Facts First: Biden endorsed the invasion right before and after it occurred and in public remarks later in 2003, and he continued to argue into 2004 that the US should keep up the fight in Iraq. In 2005, he started calling his 2002 vote to authorize military force in Iraq a “mistake.”
In discussing his tax plan — which would raise taxes for those making more than $400,000 a year — Biden claimed on September 9 that he has never made that much money.
“We’re not going to punish anybody,” he said in a conversation with several Michigan steelworkers. “No one making under $400,000, which is more money than I’ve ever made, is going to have to pay more taxes.”
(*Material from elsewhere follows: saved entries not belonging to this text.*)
PR #755, opened 2019-03-13
feat: support deploy command on Azure Stack

### LINKED ISSUE #754: feat: Support deploy command on Azure Stack

---

FEATURE REQUEST
---

---

**Kubernetes version**:

**What happened**:

can not use aks-engine deploy command on Azure Stack

feat: Support deploy command on Azure Stack

honcao:
**Reason for Change**:

Fix #754

**Issue Fixed**:

#754

**Requirements**:

- [ ] includes documentation
- [X] adds unit tests

**Notes**:


cmd/root.go
```diff
@@ -222,6 +239,39 @@ func (authArgs *authArgs) getClient() (armhelpers.AKSEngineClient, error) {
 	return client, nil
 }
 
+func (authArgs *authArgs) getazsClient() (armhelpers.AKSEngineClient, error) {
```
jackfrancis: Let's rename this func to `getAzureStackClient` so it can't be accidentally mistaken for `getazClient` by humans. :)

jackfrancis:
Should there be updates to `Gopkg.toml` to reflect the addition of new azure-sdk-for-go versions?

cmd/root.go
honcao: sure :)

honcao:
Gopkg.toml already has the constraint and dep ensure will put azure stack API version into vender when the code have the reference.

[[constraint]]
  name = "github.com/Azure/azure-sdk-for-go"
  version = "24.0.0"

jackfrancis:
Could you comment on the `armhelpers` function interface changes? That will require AKS code to be changed to adapt to the new interfaces.

honcao:
Yes, I already made the changes in AKS code to comply the new interface.
It follows the same pattern with other *ResultPage type. like VirtualMachineListResultPage.

pkg/armhelpers/disk.go
```diff
@@ -25,6 +23,7 @@ func (az *AzureClient) DeleteManagedDisk(ctx context.Context, resourceGroupName
 }
 
 // ListManagedDisksByResourceGroup lists managed disks in a resource group.
-func (az *AzureClient) ListManagedDisksByResourceGroup(ctx context.Context, resourceGroupName string) (result compute.DiskListPage, err error) {
```
jackfrancis: This is an example of a breaking change that will slow down delivery of this PR to master. If possible, implement what is needed while keeping the `ListManagedDisksByResourceGroup` method as-is.

pkg/armhelpers/mockclients.go
```diff
@@ -744,8 +744,8 @@ func (mc *MockAKSEngineClient) DeleteManagedDisk(ctx context.Context, resourceGr
 }
 
 // ListManagedDisksByResourceGroup is a wrapper around disksClient.ListManagedDisksByResourceGroup
-func (mc *MockAKSEngineClient) ListManagedDisksByResourceGroup(ctx context.Context, resourceGroupName string) (result compute.DiskListPage, err error) {
```
jackfrancis: ditto about breaking change

pkg/armhelpers/providers.go
```diff
@@ -6,11 +6,11 @@ package armhelpers
...
 	"context"
 
-	"github.com/Azure/azure-sdk-for-go/services/resources/mgmt/2018-05-01/resources"
 	"github.com/Azure/go-autorest/autorest/to"
 )
 
 // ListProviders returns all the providers for a given AzureClient
-func (az *AzureClient) ListProviders(ctx context.Context) (resources.ProviderListResultPage, error) {
-	return az.providersClient.List(ctx, to.Int32Ptr(100), "")
+func (az *AzureClient) ListProviders(ctx context.Context) (ProviderListResultPage, error) {
```
jackfrancis: ditto about breaking change

pkg/armhelpers/disk.go
honcao: @jackfrancis 
This change can not be avoid.
DiskListPage belongs to package github.com/Azure/azure-sdk-for-go/services/compute/mgmt/2018-10-01/compute, 
so I would need covert the return object from 2017-03-30/compute to 2018-10-01/compute

But the DiskListPage struct did not have public fields, I could not do the deep copy.

the current implementation is I add a wrapper to on top of DiskListPage and expose all the method it supports (for example Next())

// DiskListPage contains a page of Disk values.
type DiskListPage struct {
                fn func(context.Context, DiskList) (DiskList, error)
                dl DiskList
}

cmd/scale.go
```diff
@@ -123,20 +123,8 @@ func (sc *scaleCmd) load(cmd *cobra.Command) error {
 	sc.logger = log.New().WithField("source", "scaling command line")
 	var err error
 
-	if err = sc.authArgs.validateAuthArgs(); err != nil {
```
honcao: @jackfrancis AzureStack flow would need load the environment information, so move the validation order.

cmd/scale.go
```diff
@@ -155,6 +143,24 @@ func (sc *scaleCmd) load(cmd *cobra.Command) error {
 		return errors.Wrap(err, "error parsing the api model")
 	}
 
+	if sc.containerService.Properties.IsAzureStackCloud() {
+		writeCustomCloudProfile(sc.containerService)
+		api.AzureCloudSpecEnvMap[api.AzureStackCloud] = *sc.containerService.Properties.CustomCloudProfile.AzureEnvironmentSpecConfig
```
honcao: @jackfrancis  Set the CloudSpec for azure stack. I could create another wrapper struct and expose set and get function. Please let me know what is your thoughts.

cmd/scale.go
```diff
@@ -155,6 +143,24 @@ func (sc *scaleCmd) load(cmd *cobra.Command) error {
 		return errors.Wrap(err, "error parsing the api model")
 	}
 
+	if sc.containerService.Properties.IsAzureStackCloud() {
+		writeCustomCloudProfile(sc.containerService)
```
honcao: @jackfrancis , this function will write azure.Environment into temp file and set the environment variable to consume it.

parts/k8s/kubernetesagentresourcesvmas.t
```diff
@@ -46,8 +46,10 @@
           {{end}}
         ]
 {{if not IsAzureCNI}}
+  {{if not IsAzureStackCloud}}
         ,
         "enableIPForwarding": true
```
honcao: @jackfrancis  AzureStack enable the IP forwarding by default and can not change the setting. So I add the logic to omit the filed for Azure Stack.

pkg/engine/params_k8s.go
```diff
@@ -28,6 +28,11 @@ func assignKubernetesParameters(properties *api.Properties, parametersMap params
 		k8sComponents := api.K8sComponentsByVersionMap[k8sVersion]
 		kubernetesConfig := orchestratorProfile.KubernetesConfig
 		kubernetesImageBase := kubernetesConfig.KubernetesImageBase
+		hyperKubeImageBase := kubernetesConfig.KubernetesImageBase
+
+		if properties.IsAzureStackCloud() {
```
honcao: @jackfrancis , the hyperkube image and other dependencies image are hosted in different repository for Azure Stack.  This change will use the information in kubernetesSpecConfig for the dependencies images and use kubernetesImageBase under kubernetesConfig for hyperkube images.

CecileRobertMichon:
This PR decreased unit test coverage on the project by more than 2.5%, @honcao can you please add unit tests for the newly added functions in a follow up?

tariq1890:
:(

honcao:
@CecileRobertMichon @tariq1890 ,  I will investigate the decrease of test coverage.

Facts First: Joe Biden and his wife, Jill, have made more than $400,000, though only in the last few years.
In 2017, after leaving office, the Bidens reported an income of $11 million and in 2018 they brought in $4.6 million. Much of the new revenue came from book sales and speaking engagements, according to Forbes.
The former vice president released his 2019 tax return Tuesday, which showed an adjusted gross income of about $985,000 for the Bidens.
The only other year the Bidens made more than $400,000 was in 2013, when they made $407,009.
Otherwise, the Bidens have, year by year, pulled in less than the $400,000 mark that would take on additional taxes under his plan.
On September 9, Biden wrote on Twitter, “President Obama and I rescued the auto industry.”
Facts First: Biden is leaving out crucial context in not mentioning the efforts of President George W. Bush.
With just weeks left in his presidency and in the midst of the Great Recession and an automotive crisis in the US, Bush announced on December 19, 2008, a $17.4 billion auto bailout — $13.4 billion of which would be distributed almost immediately.
After an auto bailout bill was rejected by the Senate, Bush took this money from the Troubled Asset Relief Program. Obama continued where Bush had left off, and by June 2009 had given — combined with the amount under Bush — $80 billion in bankruptcy loans from TARP, mostly to Chrysler and General Motors.
In an interview with radio host Charlamagne tha God on May 22, Biden falsely claimed that the NAACP has endorsed him “every time I’ve run.”
Facts First: The NAACP does not endorse candidates.
While Biden does have a lifetime membership with the organization and recently participated in an NAACP town hall, the organization has a policy of not endorsing candidates.
After the comment from Biden, the organization issued a statement “to clarify that the NAACP is a nonpartisan organization and does not endorse candidates for political office at any level.”